▶ _Collected data_
· · · · · · ·
PR #14661, opened 2022-10-31
[3.4] fix: close maintenance conn

falser101:
Signed-off-by: jianfei.zhang <jianfei.zhang@daocloud.io>

### DIFF
--- a/clientv3/maintenance.go
+++ b/clientv3/maintenance.go
@@ -81,6 +81,7 @@ func NewMaintenance(c *Client) Maintenance {
 		dial: func(endpoint string) (pb.MaintenanceClient, func(), error) {
 			conn, err := c.Dial(endpoint)
 			if err != nil {
+				conn.Close()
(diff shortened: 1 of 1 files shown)


falser101:
@ahrtr

clientv3/maintenance.go
```diff
@@ -81,6 +81,7 @@ func NewMaintenance(c *Client) Maintenance {
 		dial: func(endpoint string) (pb.MaintenanceClient, func(), error) {
 			conn, err := c.Dial(endpoint)
 			if err != nil {
+				conn.Close()
```
ahrtr, line 84: When `err` isn't nil, then `conn` should be nil. So it will run into nil pointer panic. 

It seems that 3.4 has different implementation, and we don't need to backport the PR to 3.4.

ahrtr:
It seems that we don't need to fix it for 3.4.  Thanks anyway.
· · · · · · ·
Repeat exactly the lines above, starting with the line that contains "ahrtr, line 84: When" and ending with the last line, both included, and nothing else.

ahrtr, line 84: When `err` isn't nil, then `conn` should be nil. So it will run into nil pointer panic. 

It seems that 3.4 has different implementation, and we don't need to backport the PR to 3.4.

ahrtr:
It seems that we don't need to fix it for 3.4.  Thanks anyway.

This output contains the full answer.